Daryl had his first sleepover party Friday night, with four of his closest friends.  The last sleepover party (being distinguished from just having a friend or two over) was 3 or 4 years ago for Jane.

Let me just say that boys are waaaaaaaayyyyyy different from girls.  The biggest mishap with the girls was when someone dropped their nail polish bottle and some of the polish splattered out all over the we-don’t-care-about-it-30-year-old-linoleum floor in a room marked for remodeling.  And it was easily cleaned up.

The boys…  well… the boys had a lot of energy.  And they were loud.  They opened presents while my husband and I were back in our bedroom trying to get a little quiet time while we ate our pizza.

They went outside before it got dark.  I stepped out to check on them just in time to see a boy throw something that made a clunk as it stuck into a piece of plywood on the ground.  The other two exclaimed in delight and I began to suspect that… surely not…

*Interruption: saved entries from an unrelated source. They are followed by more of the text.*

PR #617, opened 2015-04-24
Fixed the problem of optimizing away division by zero

basvodde:
Moved the division in a separate compilation unit so that the compiler can't optimize it away anymore. HAH :)


arstrube:
Cunning :)

I like the FAIL() in case it goes wrong, so we will know what happened, should compilers ever get even clevererer than that.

“What are you guys doing?”

“Oh, just throwing a sharp piece of wood to see if it’ll stick.”

“Are you sure it’s not a sharp piece of metal?”

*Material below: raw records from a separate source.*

PR #619, opened 2015-04-27
Cleaned up the project output folders

Andne:
Please do not merge until I say so, still need to make changes and want to see if appveyor is handling the pull requests.

I still need to make some changes to VS2008 to match, but this should fix the VS2010 build at least.

### DIFF
--- a/.gitignore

Yep.  They were throwing a knife.  A long, former kitchen knife whose handle had seen better days that they found… somewhere…  After that, they moved to pushing a large tub of water down the slide to see what would happen.  Eventually, they returned to the house.

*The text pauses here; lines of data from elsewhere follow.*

PR #1040, opened 2016-09-14
Fixing the gtest build and providing support for gtest18

basvodde:
As the title says


offa:
The travis.yml needs such an update too.

PR #1055, opened 2016-11-11
Add CppUTestExt to IAR

dangu:
This patch adds the possibility to compile the CppUTestExt project in the IAR environment.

Where a boy promptly got himself trapped in the bathroom.  A mechanism in the doorknob had broken.  We tried to disassemble the knob from the hallway but weren’t successful.  My husband then went outside and instructed the boy to open the window.  He then fed tools in to the kid, who followed his instructions to finish disassembling the knob from the inside.  The door still wouldn’t release, until we saw what part was broken and compensated for it.

Freed from the bathroom, he rejoined the others, who were having yet another epic battle in that slated-for-remodel room that suffered a nail polish spill a few years earlier.  There was a rubber Minecraft sword, a rubber Minecraft pick ax, a couple of thin plastic swords, a wooden sword, and a “whip” that was actually the long plastic tube for some toy.  There were also projectiles: a football and my two exercise weight balls.  I quickly reminded them that there was pottery and glassware all over that room and I’d appreciate them not throwing heavy objects at each other.

The office chair that sits at our computer was used as a tank of sorts, with kids using it to glide quickly across the battlefield.  Until it broke.  When someone jumped on it.  We hated that chair but we weren’t necessarily ready to replace it.

During the night, they decided to add ice cubes to the bowl of Hershey almond nuggets.  So much for using the leftover candy for party favors for Hal’s party.  They also spilled stuff – just water, I think – on the rug and scattered candy all over the place.

And made a lot of noise.  I mean, a lot.

We told them at midnight that we were going to bed and they needed to try to keep it down.  I went in and reminded them again at 1:30.  And 2:00.  And 2:20.  And 2:55.  And 3:10.

By 3:30, I was fed up and desperate.  I stomped back into the living room and said, “Look.  I’m sorry.  But it’s time to turn off the TV, turn off the lights, and be quiet.  I mean, quiet.  No sound.  I’m done.  I have another birthday party to run today and I need my sleep!”

Of course, they were dead to the world the next morning.  I was dead to the world for the entire day.  Shoot, maybe the entire weekend.  Somehow, though, I managed to pull off Hal’s party that afternoon with only a few minor mishaps.  Like buying cups when I was serving Caprisuns.  And forgetting candles and a lighter.  And not bringing bowls for the grapes and cheese crackers.  Yet bringing forks even though they were eating cupcakes.

By the end of the day Saturday, I had also managed to confirm that none of the boys from Daryl’s party had accidentally ended up with one of the other boy’s Xbox controller.  And it was definitely not in my living room.  So it looks like the cost of the party will be increased by the cost of replacing the controller.  And the office chair.  And the bathroom doorknob.

Oh, well.  At least he had a good time.  And I truly wish him the best of luck in convincing me to ever do it again.